Nella Valle di Aosta troviamo un'altra misteriosa campana leggendaria, ed è quella del famoso borgo di Thora, distrutto dal rovinìo del monte Becca Francia. Ora ancora, nelle vicinanze di Becca Francia e proprio nei villaggi di Belun, Verrogne e Vermian, si dice che in tutte le domeniche, sulle rovine di Thora odesi il suono di una campana, come se vi fosse sottoterra chi annunzi la celebrazione delle funzioni religiose. V'è nella valle chi narra che verso il 1837 nella vigilia dell'Assunta un certo Giovanni Battista Pliod di Brissogne discendeva dalle montagne di Sarre. Mentre verso il tramonto egli passò accanto alle rovine di Thora, sentì fra queste la gran voce così chiara e vicina, di campane che suonavano a distesa, ch'egli provò indicibile spavento, ed affrettando il passo continuò la via per giungere nella propria casa, ma non potè dimenticare la triste impressione provata, ed una malattia incurabile lo trasse a morte171.

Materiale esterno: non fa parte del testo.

PR #588, opened 2023-06-18
Make minutes, seconds optional when deserializing `UtcOffset`

MaxKingPor:
* Update `UTC_OFFSET_FORMAT` to accept more formats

In Savoia non manca neppure la campana leggendaria ed è quella di un eremitaggio chiamato San Ruph, costrutto sul territorio che si estende da Albertville a Talloire, non lungi da celebri abbazie. La stretta gola di San Ruph è quasi sempre coperta di neve, e le nude rupi che si elevano a chiuderla, alternate cogli abeti continuamente sferzati dal vento, le danno aspetto assai triste e selvaggio. Fra quella solitudine si ritirò il santo che diede il suo nome all'eremitaggio, e la sorgente che fornivagli l'acqua necessaria acquistò, secondo la credenza popolare, virtù meravigliose; ma la sua rinomanza è pochissima cosa, se vien messa a confronto con quella della campana dell'eremitaggio. Basta il suono di questa, quando vi è minaccia di temporale, per farlo allontanare senza che rechi danni in quelle vicinanze; e non è questa la sola virtù portentosa della campana di San Ruph, poichè, suonandola, si possono ritrovare i fanciulli che si fossero smarriti sulla montagna, e si riesce anche a far tornare sulla retta via coloro che sonosi dati in balìa dell'ozio e dei vizii.